What is expected: In the records that follow, find each line containing "mypy" and copy it.

Exercise input:

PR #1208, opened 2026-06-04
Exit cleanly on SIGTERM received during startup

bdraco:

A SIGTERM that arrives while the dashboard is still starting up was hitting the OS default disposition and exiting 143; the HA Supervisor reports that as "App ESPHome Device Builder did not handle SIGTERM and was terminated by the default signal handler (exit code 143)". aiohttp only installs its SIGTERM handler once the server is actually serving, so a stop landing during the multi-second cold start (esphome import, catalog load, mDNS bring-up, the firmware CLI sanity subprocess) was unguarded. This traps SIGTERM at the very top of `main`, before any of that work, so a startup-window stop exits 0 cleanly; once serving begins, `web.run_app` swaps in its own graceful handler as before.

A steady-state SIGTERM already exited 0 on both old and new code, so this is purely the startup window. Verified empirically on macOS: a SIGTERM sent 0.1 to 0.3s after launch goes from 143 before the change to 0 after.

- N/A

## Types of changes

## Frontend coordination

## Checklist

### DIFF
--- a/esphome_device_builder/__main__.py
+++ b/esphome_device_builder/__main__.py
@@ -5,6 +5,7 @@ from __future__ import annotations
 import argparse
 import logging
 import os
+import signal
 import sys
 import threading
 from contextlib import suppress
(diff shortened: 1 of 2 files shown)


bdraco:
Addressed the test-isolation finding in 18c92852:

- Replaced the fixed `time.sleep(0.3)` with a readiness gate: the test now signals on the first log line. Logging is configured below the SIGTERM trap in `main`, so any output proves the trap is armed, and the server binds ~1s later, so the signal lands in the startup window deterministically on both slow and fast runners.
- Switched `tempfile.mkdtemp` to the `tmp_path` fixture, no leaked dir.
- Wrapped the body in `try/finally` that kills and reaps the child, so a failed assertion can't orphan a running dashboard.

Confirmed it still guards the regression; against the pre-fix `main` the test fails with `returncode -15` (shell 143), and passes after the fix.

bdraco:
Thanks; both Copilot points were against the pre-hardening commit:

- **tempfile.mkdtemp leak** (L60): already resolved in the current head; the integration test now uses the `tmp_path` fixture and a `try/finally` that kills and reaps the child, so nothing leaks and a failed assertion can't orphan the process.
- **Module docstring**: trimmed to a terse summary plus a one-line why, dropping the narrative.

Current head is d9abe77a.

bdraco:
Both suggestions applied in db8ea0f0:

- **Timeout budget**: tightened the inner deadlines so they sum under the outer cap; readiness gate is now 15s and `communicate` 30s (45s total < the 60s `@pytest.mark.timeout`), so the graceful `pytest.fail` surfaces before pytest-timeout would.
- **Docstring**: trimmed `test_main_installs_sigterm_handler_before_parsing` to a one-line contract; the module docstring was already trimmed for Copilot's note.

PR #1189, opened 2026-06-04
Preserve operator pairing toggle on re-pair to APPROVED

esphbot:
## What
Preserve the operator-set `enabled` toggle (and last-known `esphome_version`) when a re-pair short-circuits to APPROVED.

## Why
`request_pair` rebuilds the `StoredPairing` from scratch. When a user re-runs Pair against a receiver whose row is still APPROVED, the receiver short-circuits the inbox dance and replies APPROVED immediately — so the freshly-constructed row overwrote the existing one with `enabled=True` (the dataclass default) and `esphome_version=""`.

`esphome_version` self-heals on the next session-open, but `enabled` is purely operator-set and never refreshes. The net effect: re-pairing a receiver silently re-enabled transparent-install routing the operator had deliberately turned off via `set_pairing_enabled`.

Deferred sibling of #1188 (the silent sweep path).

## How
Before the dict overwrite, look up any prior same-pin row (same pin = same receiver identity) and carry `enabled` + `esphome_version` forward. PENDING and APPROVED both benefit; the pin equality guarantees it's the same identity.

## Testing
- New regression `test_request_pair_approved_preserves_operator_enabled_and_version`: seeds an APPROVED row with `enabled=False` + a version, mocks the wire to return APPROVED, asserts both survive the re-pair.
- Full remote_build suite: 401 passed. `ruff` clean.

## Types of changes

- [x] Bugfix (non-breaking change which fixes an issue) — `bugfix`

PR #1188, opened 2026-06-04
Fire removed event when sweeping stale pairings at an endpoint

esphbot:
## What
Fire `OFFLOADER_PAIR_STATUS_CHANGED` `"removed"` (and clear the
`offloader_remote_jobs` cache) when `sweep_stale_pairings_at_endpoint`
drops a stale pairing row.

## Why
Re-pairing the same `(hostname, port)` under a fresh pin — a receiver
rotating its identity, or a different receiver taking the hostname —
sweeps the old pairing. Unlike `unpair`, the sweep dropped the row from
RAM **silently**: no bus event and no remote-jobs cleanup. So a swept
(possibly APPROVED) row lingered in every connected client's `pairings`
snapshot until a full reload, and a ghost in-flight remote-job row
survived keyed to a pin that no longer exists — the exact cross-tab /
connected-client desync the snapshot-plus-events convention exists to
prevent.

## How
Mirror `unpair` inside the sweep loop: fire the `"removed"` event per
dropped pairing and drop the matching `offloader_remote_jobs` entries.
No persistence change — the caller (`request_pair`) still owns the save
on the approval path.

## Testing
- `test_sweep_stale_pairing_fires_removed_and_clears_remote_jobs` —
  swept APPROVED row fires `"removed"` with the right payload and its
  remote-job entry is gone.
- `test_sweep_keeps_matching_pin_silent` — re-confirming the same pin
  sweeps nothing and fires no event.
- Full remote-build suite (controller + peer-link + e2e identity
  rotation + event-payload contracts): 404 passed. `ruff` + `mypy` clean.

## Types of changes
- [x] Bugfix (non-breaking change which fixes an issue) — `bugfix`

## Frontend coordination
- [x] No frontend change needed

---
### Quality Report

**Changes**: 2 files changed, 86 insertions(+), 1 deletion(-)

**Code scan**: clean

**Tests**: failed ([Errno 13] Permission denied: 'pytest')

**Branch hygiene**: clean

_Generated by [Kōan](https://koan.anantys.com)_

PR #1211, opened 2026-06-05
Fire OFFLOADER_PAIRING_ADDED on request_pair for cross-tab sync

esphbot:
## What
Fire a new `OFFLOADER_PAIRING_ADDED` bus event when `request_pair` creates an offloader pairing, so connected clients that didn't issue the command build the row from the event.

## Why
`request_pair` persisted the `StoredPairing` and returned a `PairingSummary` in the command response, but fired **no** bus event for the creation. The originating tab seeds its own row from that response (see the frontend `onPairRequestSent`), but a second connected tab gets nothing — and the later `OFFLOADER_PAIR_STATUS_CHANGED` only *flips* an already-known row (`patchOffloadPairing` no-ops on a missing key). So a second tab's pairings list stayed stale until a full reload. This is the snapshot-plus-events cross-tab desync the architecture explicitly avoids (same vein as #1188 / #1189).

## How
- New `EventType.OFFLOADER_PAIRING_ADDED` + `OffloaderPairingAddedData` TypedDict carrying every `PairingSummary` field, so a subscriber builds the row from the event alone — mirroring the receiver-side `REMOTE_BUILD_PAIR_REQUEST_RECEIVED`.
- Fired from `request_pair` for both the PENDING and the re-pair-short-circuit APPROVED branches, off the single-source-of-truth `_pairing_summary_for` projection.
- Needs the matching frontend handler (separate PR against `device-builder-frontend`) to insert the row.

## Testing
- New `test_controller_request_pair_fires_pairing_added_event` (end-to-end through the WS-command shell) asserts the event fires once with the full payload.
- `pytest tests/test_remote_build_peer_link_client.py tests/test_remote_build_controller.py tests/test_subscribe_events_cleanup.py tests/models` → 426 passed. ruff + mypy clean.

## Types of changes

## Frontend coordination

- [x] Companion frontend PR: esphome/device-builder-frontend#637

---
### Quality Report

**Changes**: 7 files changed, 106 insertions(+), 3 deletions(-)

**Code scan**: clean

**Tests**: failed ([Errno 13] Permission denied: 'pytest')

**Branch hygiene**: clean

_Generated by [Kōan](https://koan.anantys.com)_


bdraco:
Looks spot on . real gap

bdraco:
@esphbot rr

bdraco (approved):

Answer below:
  rotation + event-payload contracts): 404 passed. `ruff` + `mypy` clean.
- `pytest tests/test_remote_build_peer_link_client.py tests/test_remote_build_controller.py tests/test_subscribe_events_cleanup.py tests/models` → 426 passed. ruff + mypy clean.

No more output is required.